If I paid homage to the person who made it possible, Nikola Tesla's name would certainly be on my lips during the day's earliest hours. Tesla, a Croatian-born Serbian who became an American immigrant in 1884, invented many of the conveniences we still use today.
Advertisement
Tesla's creations, whether FM radio, spark plugs, early computers, fluorescent lights, electrical generators, A/C electricity, remote controls or the Tesla Coil used in TV and radio transmissions, were precursors to many of today's necessities and niceties.
As much as Tesla was a genius, he was mentally ill. He didn't like to touch anything dirty or round, and he hated human hair.
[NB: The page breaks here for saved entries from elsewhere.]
PR #299, opened 2026-09-18
Fix parallel worker startup for extension index builds (GUC restore ordering, cursor snapshot, worker identity)

haolinw:
## Problem

A pgvector `ivfflat` index built with parallel workers fails on the segments when the session has opened a cursor earlier, for example a PL/pgSQL `FOR rec IN SELECT ... LOOP` around the `CREATE INDEX`:

```
ERROR:  SET TRANSACTION [NOT] DEFERRABLE must be called before any query  (seg0 ...)
CONTEXT:  while setting parameter "transaction_deferrable" to "false"
parallel worker
```

Nobody ran `SET TRANSACTION`. Three more failures surfaced while reproducing it:

- After that error the whole session is broken: every later statement fails with `Reader qExec could not find Shared Local Snapshot!` until the client reconnects.
- A coordinator-led build (table with a `parallel_workers` reloption, so the empty coordinator copy of the index also gets workers) fails with `Entry DB Singleton could not find Shared Local Snapshot!`.
- Workers launched from a utility-mode connection never start.

## Root cause

Cursors make the coordinator dispatch `set gp_write_shared_snapshot=true` to the writer QEs so they publish their snapshot for reader gangs. The setting stays in the writer QE's session and is serialized into every parallel worker it later launches. Replaying it ran `assign_gp_write_shared_snapshot()`, which took a transaction snapshot inside the worker's preliminary GUC-restore transaction; the next transaction-mode GUC, `transaction_deferrable`, then failed its "before any query" check. With `gp_is_writer=true` already restored from the leader, the hook also dumped the worker's own snapshot into the writer's slot, and when the worker died in that state `ProcKill()` released the writer's shared snapshot slot, which is what broke the session.

This is the same structural weakness as PostgreSQL bug #18545 (GUCs restored before the worker has the leader's snapshot), fixed upstream in PostgreSQL 18 only. The coordinator-led failure is separate: the leader only shipped its session id and segment count when it was itself a QE, and the restored `gp_role` would have turned a coordinator's worker back into a dispatcher.

## Fix: five commits, in causal order

The root-cause fix is commit 2. Commit 1 exists only to make commit 2 safe, commit 3 exists because commit 2 changes where a WHPG hook runs, commit 4 fixes what reproducing the bug uncovered next to it, and commit 5 pins all of it down. Every behavioural change is guarded by `IsParallelWorker()` or `InitializingParallelWorker`, or lives in `ParallelWorkerMain()`; the one leader-side change ships identical values for QE leaders. Core WarehousePG never launches parallel workers (parallel query is off, the built-in parallel btree build is disabled), so the only code paths that can observe any of this are extension index builds, the feature that was broken.

### The fix the failure demands: commit 2, "Restore GUCs in parallel workers after the leader's snapshot is installed" (upstream 6e086fa2e + 126ec0b)

A parallel worker restored its leader's GUCs in a throwaway transaction with a fresh snapshot, before it had the leader's snapshot. In that state a hook that takes a snapshot makes the next transaction-mode GUC restore fail (the customer's error), and hooks that do catalog lookups cannot see the leader's uncommitted objects (only `session_authorization`/`role` had been patched for this; `default_text_search_config`, tablespaces and table AM were still exposed). Upstream fixed the same structure in PG 18 by moving `RestoreGUCState()` into the worker's real transaction after the snapshot is installed, and letting `check_transaction_isolation()` and `check_transaction_deferrable()` accept values while the worker initialises, as `check_transaction_read_only()` already did. The reorder is adopted as-is except for the PG 12 hook name `check_XactIsoLevel`.

Making the WHPG hook inert (commit 3) alone would have hidden the customer's symptom while leaving the ordering bug in place, one snapshot-taking hook away from the same error.

**Folded in: 126ec0b.** With GUC restore now doing catalog lookups after `InvalidateSystemCaches()`, the worker would rebuild catalog relcache entries before it has the leader's active relation map, so a leader rewriting a mapped catalog (`CLUSTER pg_attribute`) would hand workers a stale relfilenode. Upstream found this weeks after the reorder; restoring relmapper and reindex state right after `StartParallelWorkerTransaction()` closes the window the reorder opens. Shipping them apart would leave a broken intermediate state. The scenario cannot be automated in WarehousePG: `CLUSTER`, `REINDEX` and `VACUUM FULL` of a catalog are rejected inside a transaction block, and outside one the new mapping is committed before any worker can start, so the ordering is kept for fidelity with upstream rather than for a reachable failure.

Scope: `ParallelWorkerMain()`, plus two check hooks that change behaviour only while `InitializingParallelWorker`.

### Prerequisite, applied first: commit 1, "Clean up handling of client_encoding GUC in parallel workers" (upstream 0ae5b763e)

Once GUCs are set inside the worker's real transaction, a worker that later errors (failed build, cancel) rolls them back through `AtEOXact_GUC()`, which calls assign hooks after `InitializingParallelWorker` is already false. The old `assign_client_encoding()` threw an ERROR in that case, and an ERROR during abort processing is a PANIC. Upstream discovered this on the buildfarm: its first reorder was reverted, 0ae5b763e moved the rejection into `check_client_encoding()` (a check hook may fail; rollback never calls check hooks), and only then was the reorder re-applied. Commit 1 sits before commit 2 so that no intermediate state of the branch can PANIC a worker. Workers also skip `PrepareClientEncoding()`, whose result they never use, and `ParallelWorkerMain()` checks the result of `SetClientEncoding()`.

Scope: `client_encoding` hooks, every changed branch behind `IsParallelWorker()`; normal backends take exactly the code they took before.

### The WHPG hook the backport cannot know about: commit 3, "Do not publish cursor snapshots from parallel workers"

Before commit 2, `assign_gp_write_shared_snapshot()` ran in the throwaway transaction and broke the deferrable check. After commit 2 it runs inside the real transaction with the leader's snapshot installed, so the deferrable check passes, but the hook would still call `GetTransactionSnapshot()`, which for a reader QE means synchronising with the writer's shared slot, and, because the worker had just restored `gp_is_writer=true` from its writer leader, call `dumpSharedLocalSnapshot_forCursor()` and overwrite the writer QE's published cursor snapshot with the worker's own. Only the writer QE owns that slot. Commit 3 makes the hook a no-op when `IsParallelWorker()`: workers share the leader's snapshot and never serve cursor readers. Without commit 3, commit 2 alone would have traded an error for silent snapshot corruption.

Scope: the hook is unchanged for every non-worker process.

### What reproducing the bug exposed: commit 4, "Give parallel workers a stable reader-QE identity"

Reproducing with a `parallel_workers` reloption and with worker errors showed the worker's identity was never stable. The leader shipped its session id and segment count only when it was a QE, so coordinator-led workers looked up session 0 and died. The worker then replayed the leader's `gp_role` and `gp_is_writer` GUCs, so a coordinator's worker would become a dispatcher and a writer QE's worker became a writer; both remove the session's shared snapshot slot in `ProcKill()` on exit, which is how the customer's first error left the session unusable. Workers of utility-mode leaders never started at all.

Commit 4 ships role, session id and `getgpsegmentCount()` for every leader, pins `gp_role` and `gp_is_writer` in their check hooks so the identity chosen in `ParallelWorkerMain()` survives the GUC restore and any error path (which is why they are check hooks rather than a re-assignment after `RestoreGUCState()`), keeps a utility-mode leader's workers in utility mode, and stops `InitPostgres()` from treating such a worker as a connection to refuse on a utility-mode postmaster. It is independent of commits 1 to 3 in code, but commit 2 moves the GUC restore later and into the real transaction, widening the window in which a wrongly restored identity can do damage, so the pins belong in the same series.

Scope: hook changes behind `IsParallelWorker()`, the `InitPostgres()` change behind `InitializingParallelWorker`. On the leader side `getgpsegmentCount()` returns `numsegmentsFromQD` on a QE, so QE leaders ship exactly what they shipped before.

### Closing the loop: commit 5, "Add a regression test for parallel worker startup"

Nothing in the tree launched parallel workers, so none of the above had automated coverage. `gp_parallel_worker_for_extensions` uses a probe in `regress.so` that launches workers and reports their role, writer flag, session id and segment count, with a mode in which every worker fails after reporting. It fails without any one of commits 2, 3 or 4, so a partial backport cannot pass it. The literal pgvector statement is covered in warehouse-pg/whpg-vector#6, since core regress cannot depend on the extension.

### How they compose

- 1 → 2: without 1, 2 can PANIC a worker on abort.
- 2 → 3: 2 is the root-cause fix; 3 handles the one WHPG hook that would misbehave in its new position.
- 4: fixes the identity bugs that made the failure destructive and blocked coordinator-led and utility-mode workers; safe on its own, more important after 2.
- 5: fails on unpatched `main` once for each failure mode above; passes on the branch with `optimizer` on and off.

## Deliberately not backported

- f5f30c22e and its revert e6a9637488: superseded by 6e086fa2e, which is the un-revert.
- 5a2fed911a (`session_authorization`/`role` check hooks tolerate worker initialisation): already in the tree as 6bc5a9c109.
- 67bab53d64 (keep `RestorePendingSyncs()` next to `RestoreRelationMap()`): pending syncs are the PG 13 skip-WAL feature, absent from WarehousePG's PG 12 kernel, so there is nothing to move.
- Upstream's `select_parallel` test addition: requires parallel query.

## Tests

`gp_parallel_worker_for_extensions` runs the probe from the coordinator, from every segment's writer QE, from utility-mode connections to the coordinator and to a segment, after `DECLARE CURSOR` and after a PL/pgSQL `FOR` loop (the shape of the report), with a text search configuration and a session role created in the same transaction, and after failing workers, including one with a session-level `client_encoding` so that the worker's GUC rollback runs `assign_client_encoding()` (the commit 1 path), then checks that the session and a new cursor still work.

7.3.0 shipped the parallel worker context for extension index builds, and any session that opens a cursor before such a build hits this.

- [ ] Document changes (no user-visible GUC or syntax change)


linwen (dismissed):
LGTM, approve.

I also ran the pgvector parallel builds (hnsw and ivfflat, with and without a cursor open, partitioned table in one transaction) against this branch: the workers launch on the coordinator and every segment, the indexes are correct, and the same builds fail on the merge-base with the errors in the description. The parallel worker context from #46 / 01ac08810af is intact.

A few non-blocking suggestions:

1. **Turn the reader-only invariant into an assertion.** `check_gp_role()` / `check_gp_is_writer()` hold only because `gp_is_writer` (`PGC_S_OVERRIDE` from `gpqeid`) and `gp_role` (`PGC_S_ARGV` / `PGC_S_CLIENT`) never get a GUC stack entry, so a worker abort cannot restore the leader's value. If a QE identity GUC ever gets a stacking source, the slot removal would quietly come back. A cheap guard in `ProcKill()`:

   ```c
   #include "access/parallel.h"
   ...
   		is_slot_creator = (Gp_role == GP_ROLE_DISPATCH ||
   						   (Gp_role == GP_ROLE_EXECUTE && Gp_is_writer));
   		/* A parallel worker is a reader of its leader's session, never the slot's owner. */
   		AssertImply(IsParallelWorker(), !is_slot_creator);
   ```

2. **Drop the test's objects at the end.** `regress_pw_tab`, `regress_pw_loop()` and `regress_parallel_worker_probe(int, bool)` are left behind in the `regression` database. If that is intentional, a comment would help.

3. **Report the leader's writer flag in the probe.** The segment rows exercise the "writer QE leader" path only because a single-slice `gp_dist_random('gp_id')` query lands on the writer gang, which the expected output cannot show. Printing `Gp_is_writer` for the leader (`leader=execute writer=t content=0 ...`; the coordinator will show `writer=f`, which is fine) makes the tested path explicit.

4. **`\!` lines.** The two `psql -X -At -d regression` invocations hard-code the database name and do not pass `-h "$PGHOST" -p $PGPORT` as `cursor.sql` does; the test fails under `pg_regress --dbname=<other>`. Adding `-h/-p` at least matches the existing precedent.

haolinw:
Thanks for the review and for running the pgvector builds against the branch. All four suggestions are taken, in one follow-up commit (33ca771715):

1. **Assertion.** `ProcKill()` now has `AssertImply(IsParallelWorker(), !is_slot_creator)`, placed right after `is_slot_creator` is computed. Your reading of why the pins hold is exactly right: `gp_role` arrives with `PGC_S_ARGV` / `PGC_S_CLIENT` and `gp_is_writer` with `PGC_S_OVERRIDE`, so `set_config_option()` takes the `makeDefault` path and never stacks a rollback entry. The assertion catches the day either of them acquires a stacking source.

2. **Objects left behind.** Kept on purpose: the repo convention (CLAUDE.md) is that regression tests leave their objects in the `regression` database for the downstream tools, and the other `regress.so` functions are left the same way. Added a closing comment saying so.

3. **Leader writer flag.** The probe now prints `leader_writer=t/f` next to `leader=`. This turned out to be more than cosmetic: it showed that the PL/pgSQL loop block was probing from a *reader* gang (`leader_writer=f` on every segment), because `RETURN QUERY ... FROM gp_dist_random('gp_id')` opens a portal and cursors are dispatched to reader gangs. An `INSERT ... SELECT FROM gp_dist_random(...)` had the same problem, since the scan slice under the motion is also a reader gang. The block now launches the segment probes from the `RETURNING` list of an `UPDATE` inside the loop, which runs in the writer slice like the `CREATE INDEX` of the original report, and the expected output shows `leader_writer=t` for all segment probes in every block. The plain and explicit-cursor blocks were already on writers.

4. **`\!` lines.** Both utility-mode invocations now pass `-h "$PGHOST" -p $PGPORT` like `cursor.sql`. `-d regression` stays: every other shell-out in the suite hard-codes it too, and psql performs no variable interpolation on `\!` lines, so there is no portable way to pick up the database name.

Verified on a cassert build under `optimizer` on and off; the failing-worker probes do not trip the new assertion.

linwen (approved):
look good to me.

The actions of his daily life required divisibility by three: He used 18 napkins at each meal, only slept in hotels rooms assigned a number divisible by three and walked three times around a building before entering it [source: Bayne, Tesla Memorial Society]. If Tesla were alive today, he would probably be diagnosed with obsessive-compulsive disorder.
Turns out, the very spark that triggered Tesla's virtuosity may have been borne in mental illness. The same could be said of Italian Renaissance artist Michelangelo or American mathematician John Nash. Michelangelo would probably have been labeled autistic were he alive today; Nash's descent into schizophrenia was chronicled in the film, "A Beautiful Mind" [sources: Davis, PBS].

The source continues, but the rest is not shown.